Goal of the exercise: Using the word "GetSuppressPtraceTrace" as the filter, copy each matching line from the records.

Dataset entries
※
PR #5980, opened 2018-10-12
interfaces/apparmor: conditionally add explicit deny rules for ptrace

jdstrand:
AppArmor deny rules cannot be undone by allow rules which makes deny
rules difficult to work with arbitrary combinations of interfaces.
Sometimes it is useful to suppress noisy denials and because that can
currently only be done with explicit deny rules, adding explicit deny
rules unconditionally makes it difficult for interfaces to be used in
combination. Define suppressPtraceTrace to allow an interface to request
suppression and define usesPtraceTrace to omit the explict deny rules
such that:
```
  if suppressPtraceTrace && !usesPtraceTrace {
      add 'deny ptrace (trace),'
  }
```
Add UsesPtraceTrace() and SuppressPtraceTrace() that can be called in
the interfaces to set the above and adjust addContent() to use the above
logic to conditionally add a single explicit deny ptrace (trace) rule.

Adjust system-observe and network-observe to suppress via the common
interface and browser-support to use the new SuppressPtraceTrace().

With the above, the policy is equivalent to what was generated before
(except we only have a single explicit denial rather than several when
the above 3 interfaces are all connected at once). Future PRs will
adjust other interfaces to use UsesPtraceTrace() as needed so these
interfaces can still ptrace but continue to use the other interfaces.

### DIFF
--- a/interfaces/apparmor/backend.go
+++ b/interfaces/apparmor/backend.go
@@ -552,7 +552,9 @@ func addContent(securityTag string, snapInfo *snap.Info, opts interfaces.Confine
 					snippet := strings.Replace(overlayRootSnippet, "###UPPERDIR###", overlayRoot, -1)
 					tagSnippets += snippet
 				}
+			}
 
+			if !ignoreSnippets {
 				// For policy with snippets that request
 				// suppression of 'ptrace (trace)' denials, add
 				// the suppression rule unless another
--- a/interfaces/apparmor/backend.go
+++ b/interfaces/apparmor/backend.go
@@ -419,12 +419,12 @@ func (b *Backend) deriveContent(spec *Specification, snapInfo *snap.Info, opts i
 	// Add profile for each app.
 	for _, appInfo := range snapInfo.Apps {
 		securityTag := appInfo.SecurityTag()
-		addContent(securityTag, snapInfo, opts, spec.SnippetForTag(securityTag), content)
+		addContent(securityTag, snapInfo, opts, spec.SnippetForTag(securityTag), content, spec)
 	}
 	// Add profile for each hook.
 	for _, hookInfo := range snapInfo.Hooks {
 		securityTag := hookInfo.SecurityTag()
-		addContent(securityTag, snapInfo, opts, spec.SnippetForTag(securityTag), content)
+		addContent(securityTag, snapInfo, opts, spec.SnippetForTag(securityTag), content, spec)
 	}
 	// Add profile for snap-update-ns if we have any apps or hooks.
 	// If we have neither then we don't have any need to create an executing environment.
@@ -482,7 +482,7 @@ func downgradeConfinement() bool {
 	return true
 }
 
-func addContent(securityTag string, snapInfo *snap.Info, opts interfaces.ConfinementOptions, snippetForTag string, content map[string]*osutil.FileState) {
+func addContent(securityTag string, snapInfo *snap.Info, opts interfaces.ConfinementOptions, snippetForTag string, content map[string]*osutil.FileState, spec *Specification) {
 	// Normally we use a specific apparmor template for all snap programs.
 	policy := defaultTemplate
 	ignoreSnippets := false
@@ -552,7 +552,16 @@ func addContent(securityTag string, snapInfo *snap.Info, opts interfaces.Confine
 					snippet := strings.Replace(overlayRootSnippet, "###UPPERDIR###", overlayRoot, -1)
 					tagSnippets += snippet
 				}
+
+				// For policy with snippets that request
+				// suppression of 'ptrace (trace)' denials, add
+				// the suppression rule unless another
+				// interface said it uses them.
+				if spec.suppressPtraceTrace && !spec.usesPtraceTrace {
+					tagSnippets += ptraceTraceDenySnippet
+				}
 			}
+
 			return tagSnippets
 		}
 		return ""
--- a/interfaces/apparmor/backend.go
+++ b/interfaces/apparmor/backend.go
@@ -559,7 +559,7 @@ func addContent(securityTag string, snapInfo *snap.Info, opts interfaces.Confine
 				// suppression of 'ptrace (trace)' denials, add
 				// the suppression rule unless another
 				// interface said it uses them.
-				if spec.suppressPtraceTrace && !spec.usesPtraceTrace {
+				if spec.SuppressPtraceTrace() && !spec.UsesPtraceTrace() {
 					tagSnippets += ptraceTraceDenySnippet
 				}
 			}
--- a/interfaces/apparmor/backend_test.go
+++ b/interfaces/apparmor/backend_test.go
@@ -1634,10 +1634,10 @@ func (s *backendSuite) TestPtraceTraceRule(c *C) {
 	} {
 		s.Iface.AppArmorPermanentSlotCallback = func(spec *apparmor.Specification, slot *snap.SlotInfo) error {
 			if tc.uses {
-				spec.UsesPtraceTrace()
+				spec.SetUsesPtraceTrace()
 			}
 			if tc.suppress {
-				spec.SuppressPtraceTrace()
+				spec.SetSuppressPtraceTrace()
 			}
 			return nil
 		}
--- a/interfaces/apparmor/backend_test.go
+++ b/interfaces/apparmor/backend_test.go
@@ -1606,7 +1606,7 @@ func (s *backendSuite) TestPtraceTraceRule(c *C) {
 			suppress: true,
 			expected: false,
 		},
-		// classic with jail, never suppress
+		// classic with jail, only suppress if suppress == true and uses == false
 		{
 			opts:     interfaces.ConfinementOptions{Classic: true, JailMode: true},
 			uses:     false,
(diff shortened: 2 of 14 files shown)


chipaca:
[`interfaces/apparmor/spec.go:54:32: "explict" is a misspelling of "explicit"`](https://travis-ci.org/snapcore/snapd/jobs/440845633#L1083)

interfaces/apparmor/backend.go
```diff
@@ -419,12 +419,12 @@ func (b *Backend) deriveContent(spec *Specification, snapInfo *snap.Info, opts i
 	// Add profile for each app.
 	for _, appInfo := range snapInfo.Apps {
 		securityTag := appInfo.SecurityTag()
-		addContent(securityTag, snapInfo, opts, spec.SnippetForTag(securityTag), content)
+		addContent(securityTag, snapInfo, opts, spec.SnippetForTag(securityTag), content, spec)
```
zyga: Since we now pass both spec and securityTag into addContent we could make it call SnippetForTag internally. I can do this as a follow up, not to block this.

interfaces/apparmor/backend_test.go
```diff
@@ -1515,3 +1515,148 @@ func (s *backendSuite) TestDowngradeConfinement(c *C) {
...
+			suppress: false,
+			expected: false,
+		},
+		{
+			opts:     interfaces.ConfinementOptions{Classic: true},
+			uses:     true,
+			suppress: true,
+			expected: false,
+		},
+		// classic with jail, never suppress
```
zyga: Hmm, wasn't classic with jail supposed to be the same as strict?

interfaces/apparmor/spec.go
```diff
@@ -477,3 +491,21 @@ func (spec *Specification) AddPermanentSlot(iface interfaces.Interface, slot *sn
 	}
 	return nil
 }
+
+// UsesPtraceTrace records when to omit explicit ptrace deny rules
+func (spec *Specification) UsesPtraceTrace() {
```
zyga: I would have expected `UsesPtraceTrace` to return `bool` and not set any internal state. How about calling the set `UsePtraceTrace`, `SupressPtraceTrace`. Since this is all a part of the package we could drop the getter functions entirely and just either expose a single public function that computes `uses && !suppress` or just access the fields directly.

interfaces/apparmor/template.go
```diff
@@ -566,6 +566,19 @@ var overlayRootSnippet = `
   "###UPPERDIR###/{,**/}" r,
 `
 
+var ptraceTraceDenySnippet = `
```
zyga: The comment is very nice and informational. Thank you! I love that you included the commit ID for the relevant mainline bug fix.

interfaces/builtin/common.go
```diff
@@ -55,6 +55,9 @@ type commonInterface struct {
 	connectedSlotKModModules []string
 	permanentPlugKModModules []string
 	permanentSlotKModModules []string
+
+	usesPtraceTrace     bool
```
zyga: If you follow my naming suggestion above this could become
```
usePtraceTrace bool
suppressPtraceTrace bool
```

tests/main/interfaces-browser-support/task.yaml
```diff
@@ -106,6 +106,14 @@ execute: |
     fi
 
     if [ "$(snap debug confinement)" = strict ] ; then
+        if [ "$ALLOW_SANDBOX" = "false" ]; then
```
zyga: Thank you for updating the spread tests to capture the improvement!

interfaces/apparmor/spec.go
mvo5: I agree with zyga, this is a bit unusual in terms of go style. Most getters of the form "GetFoo() bool" are simply called "Foo() bool". Maybe something along the lines of what zyga suggested, e.g. http://paste.ubuntu.com/p/chSKC2jSBp/ ? This diff would add an explicit Set{Uses,Suppresses}PtraceTrace which simplifies some if/else. I kept the Get* to keep the diff small but I would like to rename them as zyga suggested. Happy to work on this fwiw.

interfaces/builtin/common_test.go
```diff
@@ -82,3 +83,71 @@ func MockEvalSymlinks(test *testutil.BaseTest, fn func(string) (string, error))
...
+	}
+	spec = &apparmor.Specification{}
+	c.Assert(spec.GetUsesPtraceTrace(), Equals, false)
+	c.Assert(spec.GetSuppressPtraceTrace(), Equals, false)
+	c.Assert(spec.AddConnectedPlug(iface, plug, slot), IsNil)
+	c.Assert(spec.GetUsesPtraceTrace(), Equals, false)
+	c.Assert(spec.GetSuppressPtraceTrace(), Equals, true)
+
+	// setting both, only uses is set
+	iface = &commonInterface{
```
mvo5: See above, not sure we need this special case.

interfaces/builtin/common.go
```diff
@@ -86,6 +89,11 @@ func (iface *commonInterface) BeforePrepareSlot(slot *snap.SlotInfo) error {
 }
 
 func (iface *commonInterface) AppArmorConnectedPlug(spec *apparmor.Specification, plug *interfaces.ConnectedPlug, slot *interfaces.ConnectedSlot) error {
+	if iface.usesPtraceTrace {
+		spec.UsesPtraceTrace()
+	} else if iface.suppressPtraceTrace {
```
mvo5: I'm not sure why we need this? It seems like the apparmor/backend.go is doing the right thing if both are set. Not sure what this extra special case buys us. Or am I missing something?

interfaces/apparmor/backend.go
jdstrand: That sounds fine in a followup PR.

interfaces/apparmor/spec.go
jdstrand: I'm fine with reorganizing as requested. I'd prefer not to have Set* allow setting both ways because the interfaces will only need to call it with `true`. If they call it with anything else, then it could introduce difficult to diagnose bugs where sometimes the rule is added and sometimes not based on on interface connection ordering. Eg, interface foo uses `SetSuppressPtraceTrace(true)`, then interface bar does `SetSuppressPtraceTrace(false)`. We'll get different behavior depending on which one snapd decides to connect first. Unless you strongly feel otherwise, I'll leave the one-way behavior (but still name it Set*).

interfaces/builtin/common.go
jdstrand: I did it this way because there is no point setting `uses` with `suppress` since `uses` always trumps `suppress` and figured the common interface should reflect best practices. Happy to change if you prefer.

interfaces/apparmor/backend_test.go
jdstrand: Done

interfaces/apparmor/spec.go
jdstrand: Done

interfaces/builtin/common.go
jdstrand: I chose 'usesPtraceTrace' since the interface is declaring it uses it. I chose 'suppressPtraceTrace' because the interface is saying "please supress the ptrace trace denials if you can". I can rename things if you still want.

jdstrand:
@mvo5 and @zyga - I updated the PR and responded to feedback. I think the is ready for another review.

interfaces/apparmor/spec.go
jdstrand: @zyga - regarding dropping getter, I use them in common_test.go and felt this was cleaner.

zyga: I noticed but for such cases we can use `export_test.go`, though at this stage it's not a strong feeling.

jdstrand: @zyga - I recall having some trouble with mocking certain things in the PRs though I can't recall if this was one of them. If you don't have a strong feeling that it is a blocker, I suggest letting it in as is (it might be useful down the line). If it is strong enough for you wanting me to do a followup PR, I can.

zyga:
I think this is fine now but let me look quickly again.

interfaces/apparmor/backend.go
```diff
@@ -553,6 +553,17 @@ func addContent(securityTag string, snapInfo *snap.Info, opts interfaces.Confine
 					tagSnippets += snippet
 				}
 			}
+
+			if !ignoreSnippets {
```
zyga: This is fine, it is done after we've seen all the snippets for a given snap.

interfaces/apparmor/backend_test.go
```diff
@@ -1515,3 +1515,148 @@ func (s *backendSuite) TestDowngradeConfinement(c *C) {
...
+			suppress: false,
+			expected: false,
+		},
+		{
+			opts:     interfaces.ConfinementOptions{DevMode: true},
+			uses:     true,
+			suppress: true,
+			expected: false,
+		},
+		// classic, never suppress
```
zyga: Nice :-)

interfaces/builtin/common.go
zyga: Should the interface complain that both are set? I think this is orthogonal to the problem at hand, just about internal API usability. I think I agree with mvo, it's probably better as a "bunt" pusher of options than extra logic.

I can reduce this in the follow-up PR.

jdstrand:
※
Task answer:
+	c.Assert(spec.GetSuppressPtraceTrace(), Equals, false)
+	c.Assert(spec.GetSuppressPtraceTrace(), Equals, true)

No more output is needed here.